The records Start Marker

PR #15725, opened 2024-02-10
chore(starter-dapp): clean up .default.env/README.md

ymittal:
We already have a `.default.env` file under `/starter-dapp`, so we can clean up `README.md` to reflect that.


d1onys1us:
these are just meant to be an example values, i don't think we want to populate the .default.env with these alpha-2 values. will close this PR for now because we haven't been actively maintaining this repo and might remove it / move it out.

PR #15727, opened 2024-02-10
feat(protocol): allow one-tx claim and delegation for bridged ERC20 tokens

dantaik:


Brechtpd (approved):
I think this works, I would choose composition over inheritance here because I find it easier to follow, but not any real difference between the two: https://github.com/taikoxyz/taiko-mono/pull/15731.

adaki2004 (approved):

PR #15728, opened 2024-02-10
feat(protocol)!: introduce CrossChainCache to replace CrossChainSync

dantaik:
This is an early demo of the idea of a cross-chain Cache (for block hash, state root, and signal service's storage root) that can be used by TaikoL1, TaikoL2, and Signal service.

I would like to get your feedback before proceeding with the implementation and bug fixes, @Brechtpd @adaki2004


Brechtpd:
I can't really give any comments because I don't know what the expected goals are.

The method in Dani's PR where the rollup contract stores the core blockchain related information it's responsible for (and also may have some extra super powers that allows overwriting this data in case of a security bug), and there being some other non-core contract that is responsible for storing data related to optimizing bridge transactions (the signal contract in this case) seems to make a lot of sense to me. You could store this bridging related data in some other contract, but to me the signal contract is that contract because all bridging transactions will go through there in practice anyway. If other dapps want to read cached data from there they can do so, if they also want to be able to write data in there then quite a lot of things done currently in the signal contract would also have to be moved there to make it trustless. Conceptually that could make sense, but in practice the bridging will be centralized to the signal contract (which is actually not a good thing, so booster rollups!).

dantaik:
We have a cross-chain data sync store, it's not explicit, it's called ICrossChainSync and its now part of both TaikoL1 and TaikoL2. I don't feel it's right to cache data inside the signal service as another cross-chain sync data store/cache. This job should be consolidated into a delighted contract and let signal service store the signals only.

I also don't think it's a good idea that the underlying LibTrieProof.sol shall know anything about the idea of cache at all. It shall only provide the primitive function to be used to verify the account proofs, the storage proofs, or the full proofs. The signal service should decide which functions to use based on the cross-chain data cache.

adaki2004:
I'm not a fan of design, storage and api changes 5 days before we kind of agreed to freeze the software. I have multiple problems with this.
- protocol shall be the first one to freeze because all other components (bridge ui, relayer, client) are adjusted based on it.
- we cannot make the upgrade because this way the A6 and A7 will be incompatible so we would need another testnet.

We could say "internal devnet is fine" but compared to A6 we already have many changes, personally i dont feel comfortable if we do not let the public "stress test" these new features/changes.

We are introducing high risks - with breaking design changes, where we cannot upgrade A6 - for maybe only small amount of benefits (if any) - but definitely new risks.

Brechtpd:
> We have a cross-chain data sync store, it's not explicit, it's called ICrossChainSync and its now part of both TaikoL1 and TaikoL2. I don't feel it's right to cache data inside the signal service as another cross-chain sync data store/cache. This job should be consolidated into a delighted contract and let signal service store the signals only.

The cached data in the signal contract is signal contract related data though. It only caches data related to proofs against signal contract accounts. This is different compared to the general block chain state like the blockhash and the chain state root. So having the signal service cache its own data seems reasonable enough to me.

> I also don't think it's a good idea that the underlying LibTrieProof.sol shall know anything about the idea of cache at all. It shall only provide the primitive function to be used to verify the account proofs, the storage proofs, or the full proofs. The signal service should decide which functions to use based on the cross-chain data cache.

I agree ideally it shouldn't be part of `LibTrieProof`. On the other hand, the caching logic is super simple and if it's not done there it's done elsewhere so doesn't seem like the biggest difference if we're only interested in a single code path (and I think we are, I don't immediately see this logic being used elsewhere).

One other concern I also have with putting more time in changing things how they are done now is that it won't be compatible with future protocol versions because bridging will be done very differently in designs with synchronous composabilty like the booster design (on top of already different style of doing things in booster rollups).

dantaik:
I have a better idea, I will close this one and open a new PR.

PR #15731, opened 2024-02-10
feat(protocol): claim and delegation (composition style)

Brechtpd:
Just as a demo of composition instead of inheritance

### DIFF
--- a/packages/protocol/contracts/team/airdrop/ERC20Airdrop.sol
+++ b/packages/protocol/contracts/team/airdrop/ERC20Airdrop.sol
@@ -42,20 +42,27 @@ contract ERC20Airdrop is MerkleClaimable {
         vault = _vault;
     }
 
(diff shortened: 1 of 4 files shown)


packages/protocol/contracts/team/airdrop/ERC20Airdrop.sol
```diff
@@ -42,20 +42,27 @@ contract ERC20Airdrop is MerkleClaimable {
         vault = _vault;
     }
 
-    function _claimWithData(bytes calldata data, bytes memory extraData) internal override {
-        (address user, uint256 amount) = abi.decode(data, (address, uint256));
+    function claimAndDelegate(
```
dantaik, line 45: I'm ok with this approach, but we need to override the claim function because we would like to maximize the delegation transaction.

dantaik (approved):

PR #15733, opened 2024-02-10
Docker-compose.yml and Bridge.sol updated security - Separate Environment Variables 

cryptoryda:
### # 💡**Separate Environment Variables**

- Instead of defining environment variables directly in the docker-compose.yml file, consider using a separate .env file to store sensitive information like passwords. This enhances security and makes it easier to manage different configurations for different environments.

## 👉Guide:

**Separate Environment Variables:** 

- Create a .env file in the same directory as your `docker-compose.yml` file with the following content:

```
- [1] MYSQL_DATABASE=relayer 
- [2] MYSQL_ROOT_PASSWORD=passw00d
```

**Bridge.sol**

- Function Visibility: 
Some functions like `suspendMessages`,  `banAddress`, and `processMessage` have external visibility, meaning they can be called from outside the contract. These functions perform critical operations such as modifying the state of the contract (banning addresses, suspending messages). This broadens the attack surface and could lead to unauthorized actions if not properly secured.

### PR - value:

- Main intend is to secure the `MYSQL_DATABASE` and `MYSQL_ROOT_PASSWORD` Key values.

### DIFF
--- a/packages/protocol/contracts/bridge/Bridge.sol
+++ b/packages/protocol/contracts/bridge/Bridge.sol
@@ -97,9 +97,12 @@ contract Bridge is EssentialContract, IBridge {
         bytes32[] calldata msgHashes,
         bool toSuspend
     )
-        external
+    //@audit - function can be called from outside of thee contract if it is external
+       internal
         onlyFromOwnerOrNamed("bridge_watchdog")
     {
+          //@audit - 4 Improved visibility check and removal of magic numbers.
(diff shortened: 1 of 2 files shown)


KorbinianK:
@cryptoryda Please create two separate PRs, one for each package. We will not merge PRs that change more than one at the same time. Also make sure all the linting passes (semvar titles etc).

The records End Marker

> [Assignment]
Search the records line by line for the word "like" and copy every line where it appears.

> [Worked solution]
I would like to get your feedback before proceeding with the implementation and bug fixes, @Brechtpd @adaki2004
The cached data in the signal contract is signal contract related data though. It only caches data related to proofs against signal contract accounts. This is different compared to the general block chain state like the blockhash and the chain state root. So having the signal service cache its own data seems reasonable enough to me.
I agree ideally it shouldn't be part of `LibTrieProof`. On the other hand, the caching logic is super simple and if it's not done there it's done elsewhere so doesn't seem like the biggest difference if we're only interested in a single code path (and I think we are, I don't immediately see this logic being used elsewhere).
One other concern I also have with putting more time in changing things how they are done now is that it won't be compatible with future protocol versions because bridging will be done very differently in designs with synchronous composabilty like the booster design (on top of already different style of doing things in booster rollups).
dantaik, line 45: I'm ok with this approach, but we need to override the claim function because we would like to maximize the delegation transaction.
- Instead of defining environment variables directly in the docker-compose.yml file, consider using a separate .env file to store sensitive information like passwords. This enhances security and makes it easier to manage different configurations for different environments.
Some functions like `suspendMessages`,  `banAddress`, and `processMessage` have external visibility, meaning they can be called from outside the contract. These functions perform critical operations such as modifying the state of the contract (banning addresses, suspending messages). This broadens the attack surface and could lead to unauthorized actions if not properly secured.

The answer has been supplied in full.